[Saved entries]
PR #556, opened 2026-09-02
fix(services):  fill dbus path gaps (and repair check-services-json.js)

dirkjanfaber:
The audit script still assumed the retired input-X/output-X schema and crashed immediately against the current flat services.json. Rewrote it to compare against dbus_modbustcp's attributes.csv (no more unused exceljs dependency) and to expand wildcard path templates (e.g. /Ac/Out/{phase}/V) before diffing, fixing a large false-positive count. Wired it in as `npm run check-services`.

While auditing, found and fixed a stray `}` in acsystem's /Ac/Out/{phase}}/V that broke its wildcard expansion, and added several genuinely missing dbus paths surfaced by the fixed script: temperature /IAQS, battery alarm codes, DESS status fields, vebus active-input current limit, solarcharger PV current and per-tracker MPP mode, acsystem PV disable, and DC genset status/error/product fields to match their AC genset counterparts.

Regenerated src/nodes/config-client.html via `npm run documentation`.

### DIFF
--- a/scripts/check-services-json.js
+++ b/scripts/check-services-json.js
@@ -1,197 +1,140 @@
 // Also see https://github.com/victronenergy/node-red-contrib-victron/issues/115
+//
+// Compares services.json against the dbus_modbustcp attributes.csv (see
+// https://github.com/victronenergy/dbus_modbustcp/blob/master/attributes.csv),
+// which lists every dbus path that project knows about together with its
+// type/enum/unit info. That csv is the most complete public reference we
+// have for dbus paths, even though not every dbus path ends up exposed over
+// Modbus TCP (see scripts/exclude.txt for known, intentional gaps).
 
 const fs = require('fs')
-const Excel = require('exceljs')
 
 const argv = require('yargs/yargs')(process.argv.slice(2))
-  .usage('Usage: $0 -s services.json -x modbus_tcp.xlsx')
+  .usage('Usage: $0 -s services.json -c attributes.csv')
   .option('services', {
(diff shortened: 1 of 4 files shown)


scripts/check-services-json.js
```diff
@@ -1,197 +1,168 @@
...
-        if (node.match(/^input-*/) && services['input-relay'][node.replace('input-', '')]) {
-          return
-        }
-        if (node.match(/^output-*/) && services['output-relay'][node.replace('output-', '')]) {
-          return
-        }
-        console.log('// Missing relay service for ' + node + ' ' + path)
-        return
-      }
+const parse = require('csv-parse/lib/sync')
```
Chris927: This fails with the latest version of node, as it seems to prohibit un-exported imports. This fixes it:

```patch
diff --git a/scripts/check-services-json.js b/scripts/check-services-json.js
index d99eba3..bcbd350 100644
--- a/scripts/check-services-json.js
+++ b/scripts/check-services-json.js
@@ -46,7 +46,7 @@ const SKIP_IFACES = new Set([

 const services = JSON.parse(fs.readFileSync(servicesJSON))

-const parse = require('csv-parse/lib/sync')
+const { parse } = require('csv-parse/sync')

 const rows = parse(fs.readFileSync(csvFile, 'utf8'), {
   relax_column_count: true,
```

Chris927 (changes requested):
Needs an import fix, as per comment, otherwise looking good.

** WHAT IS REQUIRED **
Without changing a single word, reproduce the entries above.

** THE ANSWER **
PR #556, opened 2026-09-02
fix(services):  fill dbus path gaps (and repair check-services-json.js)

dirkjanfaber:
The audit script still assumed the retired input-X/output-X schema and crashed immediately against the current flat services.json. Rewrote it to compare against dbus_modbustcp's attributes.csv (no more unused exceljs dependency) and to expand wildcard path templates (e.g. /Ac/Out/{phase}/V) before diffing, fixing a large false-positive count. Wired it in as `npm run check-services`.

While auditing, found and fixed a stray `}` in acsystem's /Ac/Out/{phase}}/V that broke its wildcard expansion, and added several genuinely missing dbus paths surfaced by the fixed script: temperature /IAQS, battery alarm codes, DESS status fields, vebus active-input current limit, solarcharger PV current and per-tracker MPP mode, acsystem PV disable, and DC genset status/error/product fields to match their AC genset counterparts.

Regenerated src/nodes/config-client.html via `npm run documentation`.

### DIFF
--- a/scripts/check-services-json.js
+++ b/scripts/check-services-json.js
@@ -1,197 +1,140 @@
 // Also see https://github.com/victronenergy/node-red-contrib-victron/issues/115
+//
+// Compares services.json against the dbus_modbustcp attributes.csv (see
+// https://github.com/victronenergy/dbus_modbustcp/blob/master/attributes.csv),
+// which lists every dbus path that project knows about together with its
+// type/enum/unit info. That csv is the most complete public reference we
+// have for dbus paths, even though not every dbus path ends up exposed over
+// Modbus TCP (see scripts/exclude.txt for known, intentional gaps).
 
 const fs = require('fs')
-const Excel = require('exceljs')
 
 const argv = require('yargs/yargs')(process.argv.slice(2))
-  .usage('Usage: $0 -s services.json -x modbus_tcp.xlsx')
+  .usage('Usage: $0 -s services.json -c attributes.csv')
   .option('services', {
(diff shortened: 1 of 4 files shown)


scripts/check-services-json.js
```diff
@@ -1,197 +1,168 @@
...
-        if (node.match(/^input-*/) && services['input-relay'][node.replace('input-', '')]) {
-          return
-        }
-        if (node.match(/^output-*/) && services['output-relay'][node.replace('output-', '')]) {
-          return
-        }
-        console.log('// Missing relay service for ' + node + ' ' + path)
-        return
-      }
+const parse = require('csv-parse/lib/sync')
```
Chris927: This fails with the latest version of node, as it seems to prohibit un-exported imports. This fixes it:

```patch
diff --git a/scripts/check-services-json.js b/scripts/check-services-json.js
index d99eba3..bcbd350 100644
--- a/scripts/check-services-json.js
+++ b/scripts/check-services-json.js
@@ -46,7 +46,7 @@ const SKIP_IFACES = new Set([

 const services = JSON.parse(fs.readFileSync(servicesJSON))

-const parse = require('csv-parse/lib/sync')
+const { parse } = require('csv-parse/sync')

 const rows = parse(fs.readFileSync(csvFile, 'utf8'), {
   relax_column_count: true,
```

Chris927 (changes requested):
Needs an import fix, as per comment, otherwise looking good.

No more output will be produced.